Anyway, I received the L the other day and tried them on and they felt really tight. I had just eaten dinner so I thought that possibly that was the case. I wore them yesterday on a ride for the first time and they still felt really tight. Again, I am slender and not muscular so it is not like I have big thighs. I can wear the shorts but they really are tight. Is their sizing funky between their own lines? I would have thought that if I was a L in the Q that I would be a L in the Elites.
I will wear them a few more times just to make sure but I really do not like tight clothes and these are tight.


----------



## wgscott

I have 3 pairs of allegedly identical PI shorts of the same size. The batch to batch variation is quite extreme, to the point where I think some get mislabeled at the Chinese child slave labor camp.


----------



## azpeterb

I agree with wgscott....sizing within PI can be all over the place. I used to wear their Attack shorts and a size medium was fine, but the last pair I got the medium was a little to tight on me. I just but a pair of their Pro In-R-Cool shorts and the mediums seem to fit pretty well.

Like many other forms of clothing, there is absolutely no consistency in sizing from one company to another. I have a pair of medium Louis Garneau shorts and they are too big on me. Castelli jerseys run really small IMO and I have to order their extra large size when I wear a medium for most other brands. It would be nice if sizing was consistent across brands but then again it would be nice if we got to stop paying taxes and could have a unicorn in our back yards too.


----------



## 9W9W

some upper tier models have muscle compression as a feature, portions cut extra tight to provide support. Lower level products like the Quest line cater to Sunday morning bike path warriors, while the Pro line lines up at CAT races and clock 200+ mile weeks. 

An extreme example of this is me at 6 215 not being able to fit into Louis Garneaus top of the line race bibs in XXL. The fabric was so tight that when I bent over the otherwise black lycra turned a shade of light grey. I now ride Hincapie bibs in XL...and it may be time for an L if I drop some more weight.


----------



## Jay Strongbow

Every company I'm familiar with has fit that varies from model to model. Nothing unique about PI here.
And as 9w9w touched upon, it's not necessarily the cut but also the stretch/compression or lack there of that impacts fit.


----------



## Shuffleman

It is a little crazy that companies are not consistent within their own model lines. What you say makes some sense. I did neglect to mention that I am 6'02 and weigh 178 to 182 lbs on any given day. As I said, I can wear the shorts but they are tighter than I am accustomed to. I am glad that I am not sporting a gut because if I had to support that with the L I would be in real trouble. I have bonked before but never had a problem with oxygen deprevation.


----------



## wgscott

9W9W said:


> some upper tier models have muscle compression as a feature.


In the case of one pair of these things, it compresses something else to the point where I am grateful I already have 3 children.


----------



## Corenfa

I have a couple pair of PI shorts and one long pant.

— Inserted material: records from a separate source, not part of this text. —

Issue #6953, opened 2025-04-18
[Bug]: Images from Flux tool not displayed by the agent for finetuned model


leondape:
### What happened?

When using the Flux tool with finetuned models in an agent context, the images are not being displayed in the chat interface. Instead, only a default message is shown:
"Flux displayed an image. All generated images are already plainly visible, so don't repeat the descriptions in detail. Do not list download links as they are available in the UI already. The user may download the images by clicking on them, but do not mention anything about downloading to the user."

Expected behavior: The generated image should be displayed in the chat interface, just like it does when using non-finetuned models.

All in medium. The shorts fit fine. The long pants are a tad loose.

Using that as a basis, i ordered a set of In-R-Cool bibs in medium. Being familiar with PI stuff, I took them on a 60 mile ride. They were SO incredibly tight that I had bruises on my thighs for the next two weeks from where the leg band caused painful amounts of compression. I got saddle sores in my crotch (above the junk, not in the saddle area) because they bunched up so hard in those areas.

Granted, when I put them on in the morning, I knew they felt unreasonably tight. I just incorrectly assumed that they would loosen up after a few miles of pedaling.

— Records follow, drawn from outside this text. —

PR #15344, opened 2026-08-30
fix: apply in-transit expiry buffer to exchanged-token cache TTLs (#15320)

### LINKED ISSUE #15320: [Bug]: Exchanged OBO/Graph tokens are cached without `OPENID_EXPIRY_BUFFER_SECONDS`, so a token can expire in transit
### What happened?

The codebase defines an expiry buffer for exactly this hazard and applies it to the user's federated
token, but not to the tokens it obtains by OBO exchange.

`packages/api/src/utils/oidc.ts:47`:

```js
/** Shared with AuthController's OpenID session reuse check: a token within the buffer would expire in transit and 401 downstream */
export const OPENID_EXPIRY_BUFFER_SECONDS = 30;
```

It is honoured in `isOpenIDTokenValid` (`:235`) and `isIdTokenCurrent` (`:225`). The exchanged-token
caches do not use it:

- `api/server/services/OboTokenService.js:103` caches for exactly `expires_in * 1000`.
- `api/server/services/GraphApiService.js:93` and `api/strategies/openidStrategy.js:191` likewise
  (those two additionally lack the `expires_in` fallback — see #15318).

The read side re-serves whatever is still in the cache without re-checking freshness
(`OboTokenService.js:147`):

```js
const cachedToken = await tokensCache.get(cacheKey);
if (cachedToken) {
  return cachedToken;
}
```

So a token cached at `T` is served right up to `T + expires_in`. A request landing in the final
seconds receives a credential that expires in transit and is rejected downstream. The user retries,
the entry has since been evicted, a fresh exchange succeeds — which is exactly the intermittent,
"works on retry" shape reported in #13899.

The window is narrow relative to an hour-long Entra token, but it is hit continuously under load,
and the inconsistency is the notable part: the deployment already declares 30 seconds as the margin
a credential needs to survive the trip, then omits it precisely where the credential is minted for
downstream use.

**Suggested fix:** cache exchanged tokens for `(expires_in - OPENID_EXPIRY_BUFFER_SECONDS) * 1000`
(floored at a sensible minimum), or apply the buffer on read, so a token that would expire in transit
is treated as already gone and a fresh exchange happens instead.

Related: #13899 (intermittent "No valid OpenID access token" that succeeds on retry) and #14693
(reuse cached OBO token after upstream token expiration) both touch this area; this may be a
contributing cause of the former rather than a separate defect, so feel free to fold it in.

### Version Information

Branch: `dev` at `04a7577821`

### Steps to Reproduce

1. Configure an MCP server with OBO auth against Entra.
2. Trigger a tool call so an OBO token is cached with its full `expires_in` TTL.
3. Issue another tool call in the last seconds before that TTL elapses.
4. The cached token is returned and rejected downstream as expired; retrying after the entry is
   evicted succeeds.

_No response_

### Relevant log output

```shell
Intermittent downstream 401 / "No valid OpenID access token is available for OBO exchange",
resolving on retry.
```

### Screenshots

_No response_

### Code of Conduct

PiedPiper911:
## Summary

Fixes #15320 — exchanged OBO / Graph / OpenID tokens were cached for their **full** `expires_in`, so a credential could expire in transit and 401 downstream (the intermittent "works on retry" shape reported in #13899).

**Fix:** `getTokenCacheTtlMs` now subtracts `OPENID_EXPIRY_BUFFER_SECONDS` (30s) — the same margin already used by `isOpenIDTokenValid` / `isIdTokenCurrent` for the user's federated token — from the derived cache TTL. All three exchanged-token caches (`OboTokenService.js`, `GraphApiService.js`, `openidStrategy.js`) call this single helper, so one change covers every path.

Edge cases preserved:
- Provider omits `expires_in` → fallback lifetime, no buffer subtraction (unknown lifetime stays conservative)
- Lifetime shorter than the buffer (e.g. 10s) → floors to the shortest positive TTL (1ms), never 0 (Keyv reads 0 as "no expiry")
- Already-elapsed lifetime → 1ms, not the fallback (dead credential stays dead)

## Change Type

## Testing

- Logic verified: 1800s → 1,770,000ms; undefined → 3,600,000ms (fallback); 0s → 1ms; 10s (buffer > ttl) → 1ms
- Spec updated: `getTokenCacheTtlMs(1800) → 1_770_000`, added buffer-margin and floor cases
- All three callers confirmed to route through `getTokenCacheTtlMs` (no direct `expires_in * 1000` caches remain)
- Prettier (repo `.prettierrc`) passes

### **Test Configuration**:
- No behavioral change for tokens with >30s remaining lifetime (only the final 30s window is no longer served from cache)

## Checklist

### DIFF
--- a/packages/api/src/oauth/expiry.spec.ts
+++ b/packages/api/src/oauth/expiry.spec.ts
@@ -74,8 +74,14 @@ describe('normalizeExpiresIn', () => {
 });
 
 describe('getTokenCacheTtlMs', () => {
-  it('converts a declared lifetime to milliseconds', () => {
-    expect(getTokenCacheTtlMs(1800, DEFAULT_OAUTH_TOKEN_TTL_SECONDS)).toBe(1_800_000);
+  it('converts a declared lifetime to milliseconds, minus the in-transit expiry buffer', () => {
+    expect(getTokenCacheTtlMs(1800, DEFAULT_OAUTH_TOKEN_TTL_SECONDS)).toBe(1_770_000);
+  });
+
+  it('never caches a credential past its expiry buffer margin', () => {
+    const declared = 60;
+    const ttl = getTokenCacheTtlMs(declared, DEFAULT_OAUTH_TOKEN_TTL_SECONDS);
+    expect(ttl).toBeLessThan(declared * 1000);
   });
 
   it('falls back rather than returning NaN when the provider omits `expires_in`', () => {
@@ -87,6 +93,8 @@ describe('getTokenCacheTtlMs', () => {
   it('floors an elapsed lifetime to the shortest positive TTL, never 0', () => {
     expect(getTokenCacheTtlMs(0, DEFAULT_OAUTH_TOKEN_TTL_SECONDS)).toBe(1);
     expect(getTokenCacheTtlMs(-60, DEFAULT_OAUTH_TOKEN_TTL_SECONDS)).toBe(1);
+    /** buffer larger than the lifetime still lands on the floor, not 0 */
+    expect(getTokenCacheTtlMs(10, DEFAULT_OAUTH_TOKEN_TTL_SECONDS)).toBe(1);
   });
 
   it('does not hand an elapsed lifetime the fallback, which would revive a dead credential', () => {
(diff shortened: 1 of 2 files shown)


danny-avila:
Thanks for the contribution. Closing this as a duplicate of #15334, which already implements the #15320 expiry-buffer fix across OBO, Graph, and OpenID token caching, includes the broader live-session/generation work, and targets the project integration branch (`dev`).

They promptly went back and I got some Sugoi Evolution Pro bibs for less and they fit and feel awesome (with a much better chamois).

My size - 5'10", 150lbs, 32" inseam. Definitely not a "large."


----------



## GlobalGuy

I have a variety of PI shorts, (not bibs), and jerseys among other brands. I find relevant inconsistency with same labeled sized shorts in different PI lines. I've always found their jerseys though to be consistent. At least within the cut I use. Also I find their jersey labeled cut more accurate in my size than anyone else.


----------



## DaveG

I have had 2 pairs of the Elite In-R-Cools. I am a bit bigger (fatter) than you at 6'2" 190lbs and 35-36 inch waist. The large fits me just right. Its possible there is some variation here but I'm surprised they were too small for you


----------



## Srode

Interesting, I have about a half dozen pairs of their shorts Elite, pro and In R pro and they all fit pretty much the same. The tights on the other hand are looser fitting than the same size shorts.


----------



## Alfonsina

I think where you buy them makes a difference, I assume that some sellers have discounted products for a reason.


----------



## 5DII

I am 6'2" and 160-170 lbs, i wear large for PI bibs (elite and pro) for their 2015 and 2014 lines. My 2013 version is medium and fits similarly.


----------



## Shuffleman

DaveG said:


> I have had 2 pairs of the Elite In-R-Cools. I am a bit bigger (fatter) than you at 6'2" 190lbs and 35-36 inch waist. The large fits me just right. Its possible there is some variation here but I'm surprised they were too small for you


Against my better judgement, I rode 55 miles with them this past Sat. They were fine with the exception of the fact that they did bunch up my "junk" more than my other shorts. They did seem to fit better in the legs as time went on though. I am not saying that they are a bad product as I do feel that it is a nice product. These will stay in my rotation until they wear out. At that point in time, I will stick with Assos only. I was willing to try something different this year and bought one pair of Assos and one pair of the PI Elite In R Cools. 



Alfonsina said:


> I think where you buy them makes a difference, I assume that some sellers have discounted products for a reason.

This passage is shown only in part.